YOUR INSTRUCTIONS
In the records below, find the line containing "PR #601, opened 2023-08-15" and the line containing "--- a/config/initializers/honeybadger.rb"; please repeat exactly the lines from one to the other, both included, and nothing more.

DATA IN THIS EXERCISE
□ □ □

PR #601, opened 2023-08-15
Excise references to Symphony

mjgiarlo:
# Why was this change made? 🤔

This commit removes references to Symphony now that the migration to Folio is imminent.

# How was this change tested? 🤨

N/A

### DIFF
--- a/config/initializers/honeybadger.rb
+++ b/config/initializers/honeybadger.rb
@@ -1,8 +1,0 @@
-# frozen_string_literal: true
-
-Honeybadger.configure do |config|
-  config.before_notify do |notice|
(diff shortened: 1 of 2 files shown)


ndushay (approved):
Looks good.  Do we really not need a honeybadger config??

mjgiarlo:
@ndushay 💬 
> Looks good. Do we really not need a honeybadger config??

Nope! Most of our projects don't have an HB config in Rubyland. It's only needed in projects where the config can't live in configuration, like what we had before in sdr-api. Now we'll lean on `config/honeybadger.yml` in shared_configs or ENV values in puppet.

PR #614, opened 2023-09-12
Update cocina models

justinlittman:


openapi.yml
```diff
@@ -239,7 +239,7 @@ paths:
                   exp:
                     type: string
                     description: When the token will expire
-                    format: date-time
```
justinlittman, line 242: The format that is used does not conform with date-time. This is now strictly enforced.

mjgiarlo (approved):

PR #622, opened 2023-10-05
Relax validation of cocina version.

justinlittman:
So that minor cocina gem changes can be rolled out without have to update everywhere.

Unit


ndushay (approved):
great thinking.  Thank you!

□ □ □

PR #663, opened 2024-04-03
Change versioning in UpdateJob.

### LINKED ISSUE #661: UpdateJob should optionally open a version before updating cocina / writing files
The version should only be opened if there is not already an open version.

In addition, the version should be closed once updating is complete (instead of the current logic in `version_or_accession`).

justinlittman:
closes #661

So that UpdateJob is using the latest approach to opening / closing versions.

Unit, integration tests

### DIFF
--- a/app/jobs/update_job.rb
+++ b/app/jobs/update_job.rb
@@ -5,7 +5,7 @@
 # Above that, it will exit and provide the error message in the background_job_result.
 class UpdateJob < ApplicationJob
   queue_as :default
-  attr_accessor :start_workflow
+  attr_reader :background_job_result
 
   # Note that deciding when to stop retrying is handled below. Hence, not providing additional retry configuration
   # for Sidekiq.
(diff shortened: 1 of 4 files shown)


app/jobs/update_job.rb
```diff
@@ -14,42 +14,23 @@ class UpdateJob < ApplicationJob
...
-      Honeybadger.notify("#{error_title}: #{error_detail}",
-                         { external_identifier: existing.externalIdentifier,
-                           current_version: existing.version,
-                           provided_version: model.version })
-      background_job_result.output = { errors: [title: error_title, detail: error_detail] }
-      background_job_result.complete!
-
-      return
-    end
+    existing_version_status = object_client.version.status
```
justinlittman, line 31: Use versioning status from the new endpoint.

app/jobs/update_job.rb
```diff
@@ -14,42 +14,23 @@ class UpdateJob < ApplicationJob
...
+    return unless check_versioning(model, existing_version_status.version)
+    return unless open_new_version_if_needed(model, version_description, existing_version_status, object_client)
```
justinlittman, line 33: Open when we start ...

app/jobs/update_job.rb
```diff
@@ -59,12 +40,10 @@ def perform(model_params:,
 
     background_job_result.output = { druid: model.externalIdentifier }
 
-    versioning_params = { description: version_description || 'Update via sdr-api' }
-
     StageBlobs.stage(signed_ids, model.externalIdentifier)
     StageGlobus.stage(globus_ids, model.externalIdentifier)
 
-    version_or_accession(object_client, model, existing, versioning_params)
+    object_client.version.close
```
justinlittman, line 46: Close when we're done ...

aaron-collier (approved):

□ □ □

WRITTEN SOLUTION
PR #601, opened 2023-08-15
Excise references to Symphony

mjgiarlo:
# Why was this change made? 🤔

This commit removes references to Symphony now that the migration to Folio is imminent.

# How was this change tested? 🤨

N/A

### DIFF
--- a/config/initializers/honeybadger.rb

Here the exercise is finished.